Keywords: HIV; AIDS; SIV; NeuroAIDS; CD4+; CD8+; Cerebral blood flow (CBF); Diffusion tensor imaging (DTI); In vivo MRS; Nonhuman primate


HIV-associated central nervous system (CNS) disorders have been investigated widely with diffusion tension imaging (DTI), perfusion MRI, in vivo Magnetic Resonance Spectroscopy (MRS), functional MRI, magnetization transfer imaging, and contrast-enhanced MRI [1-7]. These studies demonstrate that MRI is a robust non-invasive approach in studies of HIV/AIDS patients. Abnormalities of MRI measures are more frequent in demented patients than in non-demented ones. The interpretation of these MRI measures as surrogates for stage of the disease progression is complicated, however, because these clinical studies cannot readily be controlled for route of infection, viral strain, or severity of disease. Simian immunodeficiency virus (SIV) infected macaque model exhibits neuropathological symptoms similar to those of HIV+ patients, and provides a valuable platform for studying the course of infection, cognitive impairment, and neuropathological sequelae of HIV disease in AIDS vaccine development [8-16]. In addition, the macaque model allows the MRI examination to be carried out with much higher image resolution and with multiple modalities in a single session.

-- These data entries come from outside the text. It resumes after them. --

PR #1964, opened 2020-09-22
fix refetcherror in interestgroup

PeterJFB:
Interestgroup did not refetch when navigating from one interestgroup to another


erlingfn (approved):
Nice catch, it looks good!

LudvigHz (approved):
lgtm

PR #5408, opened 2025-03-05
Fix Dockerfile not working without locally installed node_modules

eikhr:
# Description

I tested the Dockerfile with node_modules installed locally, making it work locally even though it copied the node_modules from the `setup`-step into the wrong directory.


Arashfa0301 (approved):
very nice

Dedicated monkey research scanners with highstrength gradient inserts are preferred for macaque neuroimaging [17], but such high-field scanners are available in only a few research centers worldwide.

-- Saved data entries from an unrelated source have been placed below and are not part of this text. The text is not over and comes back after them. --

PR #5415, opened 2025-03-06
Fix docker healthcheck

eikhr:
# Description

Healthcheck was failing, making it impossible to deploy... Appearently the docker image needs curl in order to do the check

Also I accidentally broke the /healthz endpoint a while ago

I'm not 100% sure it works, so I will try deploying to staging before merging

Whole-body clinical scanners are accessible in most medical centers or hospitals and most offer adequate space to accommodate any special requirements of a scan setup. Such clinical scanners have been employed in many macaque studies. However, most of them operate at or below 1.5 Tesla and thus provide a level of signal sensitivity that is suboptimal for macaque neuroimaging studies. In recent years, high field clinical MRI scanners (3T or greater) has become available in many centers. The increased field strength provides significantly improved signal sensitivity. The advanced MRI technologies facilitate nonhuman primate (NHP) neuroimaging investigation, resulting in more informative neuroanatomical studies which provide new insights into the brain’s structure and function.

One of the hallmarks of the progression of AIDS is the extensive depletion of CD4+ T cell subsets, especially in untreated HIV patients [18]. A massive loss of memory-phenotype CD4+ T cells was observed in the intestine in early stages of infection [18,19]. CD4+ T cell count indicates the stage of HIV disease and is the most significant predictor of the disease progression. CD8+ T-cells provide a major immunological defense against HIV infection and their proliferation is driven by the virus load and associated with the state of inflammation in HIV infection [20-22], and neurological dysfunctions is correlated with the expansion of CD8+ T cells in the SIV infected brain [21]. Also, the CD4/CD8 ratio has been proposed as a potential biomarker for the stage of HIV infection [23]. A significant correlation between the MRI measures in CBF and DTI and the blood T-cell alterations has been demonstrated in a longitudinal study of SIV-infected macaques [24].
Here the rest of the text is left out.